Below is a tentative schedule we will follow.

  • Week 1 (1/20): 1a+1b
  • Week 2 (1/27): 1c
  • Week 3 (2/3): 1d+2a
  • Week 4 (2/10): 2b+2c
  • Week 5 (2/17): 2c
  • Week 6 (2/24): 2d+3a
  • Week 7 (3/3): 3b+3c
  • Week 8 (3/10): 3b+3c
  • Spring break week
  • Week 9 (3/24): 3c+4a
  • Week 10 (3/31): 4b+4c
  • Week 11 (4/7): 4b+4c
  • Week 12 (4/14): 4d
  • Week 13 (4/21): 5c
  • Week 14 (4/28): 5d

Evaluation

Students' performance will be based on

  • Project products (instructor-reviewed and/or peer-reviewed, averaged over 5 projects) 90%

  • Participation (instructors' observation) 10%

    A note on participation evaluation.

    This semester, we will enforce formal evaluation of participation as follows.

    • Each project needs to show clear collaboration and task assignments on GitHub using GitHub's features such as issues and projects. (We will provide a tutorial on how to use these features in week 1).

    • Team should use GitHub to coordinate code sharing and project development throughout the project.

    • Students should participate actively in class discussion and piazza discussion.

    • We will give participation score for each project cycle, the average of which will contribute to 10% of your final grade. The participation will be graded on the following curve.

      • A: project leader, major contributor who contribute substantially in every stage of the project and class discussions.
      • A-: majro contributor who contributed substantially to two stages of the project and some discussions.
      • B+: average participation, participate in the discussion at every stage and contribute substentially in at least one stage of the project and some discussions.
      • B or lower: below average performance.
    • This is to ensure a positive learning process for all of us.

Communication

Projects grades are managed in courseworks. We will be using the discussion/announcement tools in courseworks (via Piazza) for our online class communication and discussion. The system is highly catered to getting you help fast and efficiently from classmates, the TA, and myself. Rather than emailing questions to the teaching staff, I encourage you to post your questions online.

Textbook

There is not a single required text. As part of this course, we will learn from what we can find online and in academic papers. Here are a couple of recommended reference books.

  • Mount and Zumel (2014) Practical data science with R.
  • Segaran (2007) Programming collective intelligence: building smart web 2.0 applications.
  • Tuffe (2001) The visual display of quantitative information.
  • Fung (2013) Numbersense: how to use big data to your advantage.

Class policy

  • We learn together through projects. Please stay positive and congenial. Share what you know with your peers and also learn from them.

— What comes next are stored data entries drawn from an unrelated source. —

PR #1947, opened 2016-11-23
[FEATURE] Added Argument types: bool, input_directory and output_directory

### LINKED ISSUE #1946: Some additions to arg parser
- [x] add boolean arguments that can be set with `{on,1,true,yes}` or `{off,0,false,no}`
  - [ ] add INPUT_DIRECTORY and OUTPUT_DIRECTORY which are the same as _FILE but with different label

smehringer:
Fixes #1946


smehringer:
@h-2  only the last two commits are relevant (and appear in the diff). I don't know why the history of commits before are shown..

take a first look. I'll write tests on friday.

h-2:
> I don't know why the history of commits before are shown.. 

Maybe you did not update your remote before creating the branch? You can easily fix this by updating the remote now and then doing a git rebase on upstream/develop

> take a first look. I'll write tests on friday.

Looks good :)

h-2:
For the bool type does it show the valid values on the command line?

smehringer:
Yes. It looks like the following:
```
    -b, --mybool BOOL
          turn me on. One of 0, OFF, FALSE, F, 1, ON, TRUE, and T.
```
I cannot (or not easily through the interface) put everything to upper or lower case before checking the user input. That means the user actually has to put in the specific term OFF correctly. But I think it is not much to ask ..
or do you want me to find a work around to still provide this functionality?

smehringer:
I did not include tests for 
- checking if value of boolean opetion is on/off/.. because this is covered by the test for validValues
- checking for file extension behaviour for the type input/ouputdirectory since this is covered for normal files and the dorectory behaves as such.

h-2:
I am not yet sure how this actually works from the code, i.e. where is the "equivalence class" of `{0, FALSE, OFF}` actually defined? Can I call `getOptionValue(someBoolType, parser, "mybool")` and it will work? How?

> or do you want me to find a work around to still provide this functionality?

Hm, I am not 100% sure, but I think it would be good. Ideally we would internally support more combinations than are actually shown on the command line...

rrahn:
@h-2 What is the motivation for a bool type. I thought we have a simple tag version of an Option, which is either set or not. In this case this works for all equivalence classes of ```false```, ```0``` and so on and there is no misunderstanding.

h-2:
@rrahn In pipelines and scripts it is common to change options via environment variables. This can only be facilitated via bool types, not via existance/non-existance. Take for example:
```sh
./my_program --second-realign ${REALIGN} --other-option 3 INPUT.file
```
Of course, you could instead replace `--second-realign` with the variable itself, but it would make it more confusing. What if the default is `on` and the non-default would be `off`? What if this changes from one version to the next?

rrahn:
If it changes between versions you have to adapt your script anyway, so that's no argument 😏 
But ok, it would at least be a shortcut for an own STRING-Option which defines certain on/off values.

smehringer:
Replaced in favour pf #1956

PR #1951, opened 2016-11-24
Fix travis CI

rrahn:
- Fixes issue with upgrading pip
- Uses apt install for clang++-3.5 and clang++-3.8
- Adds gcc6 to build matrix

### DIFF
--- a/.travis.yml
+++ b/.travis.yml
@@ -23,63 +23,29 @@ matrix:
       install: export CXX="g++-5" CC="gcc-5"
 
     # package not whitelisted currently
-    #- os: linux
-      #compiler: gcc-6
-      #addons:
-        #apt:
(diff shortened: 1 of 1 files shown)


h-2:
you still exceed the time limit, I think you shouldnt add the line about "precise"...

rrahn:
@h-2 quite possible. Let's see if it is fixed now.

rrahn:
@h-2 great now it is using container based infrastructure but still caps the build at 50 min. Any idea?

h-2:
@rrahn unfortunately not
reassigning, since I will be on vacation

h-2:
Maybe the timeout is related to what is currently setup as the default, i.e. a PR update of the yml won't change this behaviour. I will merge this to verify this. If it doesn't help I think you need to contact travis support.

  • Working towards deadlines can be stressful. Remember, emails or online posts do not have tones. Be mindful about how your phrase your questions, comments, inquries and suggestions. Also be generous when reading them.

  • Academic Integrity is the cornerstone of meaningful teaching and learning. It is especially important for our project-based course. Remember what matters more is how much you learn not what grade you will get. In your project, document references and resources that have been incorporated into your project and accredit them appriporiately. Plagiarism is one of the most likely forms of cheating in this course. Here are some tips to avoid plagiarism.

  • Be a good team member and contribute to each project as much as you can. Don't underestimate the efforts of your teammates. Something seems simple may not be that simple.

  • Emails related to learning and projects shall be redirected to our discussion board.

  • Students are expected to check emails at least once every 12 hours during the week and every 24 hours over the weekend. Students should make sure not to miss any important class-related announcements sent by emails or posted on Courseworks. Emails will be delivered to the students' official UNI. It is the students' responsibility to ensure that these emails are properly forwarded if they choose to use an alternative email address.